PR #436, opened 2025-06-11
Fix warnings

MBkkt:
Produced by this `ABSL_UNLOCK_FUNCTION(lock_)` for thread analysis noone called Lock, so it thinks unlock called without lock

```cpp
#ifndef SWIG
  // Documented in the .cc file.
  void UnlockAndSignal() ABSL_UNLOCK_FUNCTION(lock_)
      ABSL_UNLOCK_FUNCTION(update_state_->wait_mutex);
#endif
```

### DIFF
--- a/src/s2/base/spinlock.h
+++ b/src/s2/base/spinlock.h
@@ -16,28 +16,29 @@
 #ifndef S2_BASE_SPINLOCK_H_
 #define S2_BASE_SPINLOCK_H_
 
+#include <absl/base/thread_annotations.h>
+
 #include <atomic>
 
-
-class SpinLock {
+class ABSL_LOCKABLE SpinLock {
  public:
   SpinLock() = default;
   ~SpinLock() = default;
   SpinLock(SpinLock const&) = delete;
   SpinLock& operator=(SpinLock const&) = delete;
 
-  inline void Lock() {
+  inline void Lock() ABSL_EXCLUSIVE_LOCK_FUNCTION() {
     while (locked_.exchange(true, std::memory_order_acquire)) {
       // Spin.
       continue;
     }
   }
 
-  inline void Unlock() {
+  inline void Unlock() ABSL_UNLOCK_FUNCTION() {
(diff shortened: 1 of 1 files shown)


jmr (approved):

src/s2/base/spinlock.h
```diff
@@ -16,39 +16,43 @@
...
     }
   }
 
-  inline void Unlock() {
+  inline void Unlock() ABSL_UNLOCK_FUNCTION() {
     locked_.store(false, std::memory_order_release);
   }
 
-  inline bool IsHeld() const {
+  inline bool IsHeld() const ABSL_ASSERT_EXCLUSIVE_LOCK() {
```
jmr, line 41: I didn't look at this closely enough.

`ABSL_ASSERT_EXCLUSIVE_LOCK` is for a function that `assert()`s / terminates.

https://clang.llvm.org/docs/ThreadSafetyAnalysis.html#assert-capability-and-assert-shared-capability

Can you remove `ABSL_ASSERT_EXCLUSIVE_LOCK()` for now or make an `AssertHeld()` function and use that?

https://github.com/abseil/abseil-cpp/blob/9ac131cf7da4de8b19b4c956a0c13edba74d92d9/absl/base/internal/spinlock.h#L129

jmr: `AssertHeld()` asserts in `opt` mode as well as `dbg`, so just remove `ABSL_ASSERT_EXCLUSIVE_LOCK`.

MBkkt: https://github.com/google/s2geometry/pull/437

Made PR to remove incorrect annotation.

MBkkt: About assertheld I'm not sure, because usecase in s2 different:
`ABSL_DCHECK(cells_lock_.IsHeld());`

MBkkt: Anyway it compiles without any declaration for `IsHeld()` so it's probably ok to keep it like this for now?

--

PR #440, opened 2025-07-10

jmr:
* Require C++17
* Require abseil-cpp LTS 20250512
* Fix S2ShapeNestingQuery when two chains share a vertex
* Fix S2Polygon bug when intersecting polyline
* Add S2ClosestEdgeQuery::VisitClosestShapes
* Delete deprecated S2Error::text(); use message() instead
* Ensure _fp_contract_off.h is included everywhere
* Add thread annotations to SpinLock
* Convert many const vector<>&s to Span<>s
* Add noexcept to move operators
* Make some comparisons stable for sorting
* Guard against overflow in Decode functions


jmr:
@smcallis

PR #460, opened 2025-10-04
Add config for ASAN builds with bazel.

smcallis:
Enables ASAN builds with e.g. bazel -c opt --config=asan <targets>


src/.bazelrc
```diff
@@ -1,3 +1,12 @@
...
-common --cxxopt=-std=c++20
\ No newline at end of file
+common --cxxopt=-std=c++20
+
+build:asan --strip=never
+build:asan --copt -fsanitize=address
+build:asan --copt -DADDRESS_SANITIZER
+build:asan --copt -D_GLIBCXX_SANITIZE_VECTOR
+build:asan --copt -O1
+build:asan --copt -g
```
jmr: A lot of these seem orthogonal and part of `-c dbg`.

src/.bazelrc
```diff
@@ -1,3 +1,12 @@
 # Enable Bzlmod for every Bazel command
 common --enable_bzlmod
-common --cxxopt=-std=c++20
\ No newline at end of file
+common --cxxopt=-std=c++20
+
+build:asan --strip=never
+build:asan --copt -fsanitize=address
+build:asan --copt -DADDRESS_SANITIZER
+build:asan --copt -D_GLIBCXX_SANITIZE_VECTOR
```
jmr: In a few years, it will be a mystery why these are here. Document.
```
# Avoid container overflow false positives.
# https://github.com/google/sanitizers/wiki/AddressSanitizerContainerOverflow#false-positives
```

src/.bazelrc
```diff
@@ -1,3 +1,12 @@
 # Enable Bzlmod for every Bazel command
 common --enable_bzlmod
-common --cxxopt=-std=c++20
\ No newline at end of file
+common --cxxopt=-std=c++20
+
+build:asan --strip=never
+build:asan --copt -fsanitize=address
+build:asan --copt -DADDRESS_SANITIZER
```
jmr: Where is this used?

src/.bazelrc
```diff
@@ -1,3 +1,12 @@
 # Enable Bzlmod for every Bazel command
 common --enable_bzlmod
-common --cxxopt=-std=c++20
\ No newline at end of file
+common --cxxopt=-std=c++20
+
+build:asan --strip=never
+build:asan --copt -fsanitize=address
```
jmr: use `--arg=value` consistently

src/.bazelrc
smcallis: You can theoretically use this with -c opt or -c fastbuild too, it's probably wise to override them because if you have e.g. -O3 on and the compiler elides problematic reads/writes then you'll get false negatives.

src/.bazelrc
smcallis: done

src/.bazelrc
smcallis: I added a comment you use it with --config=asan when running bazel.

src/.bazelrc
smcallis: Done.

* [Task] Return a copy of each line in the records above that has "google" in it.

* [Answer to the problem]
MBkkt: https://github.com/google/s2geometry/pull/437
# https://github.com/google/sanitizers/wiki/AddressSanitizerContainerOverflow#false-positives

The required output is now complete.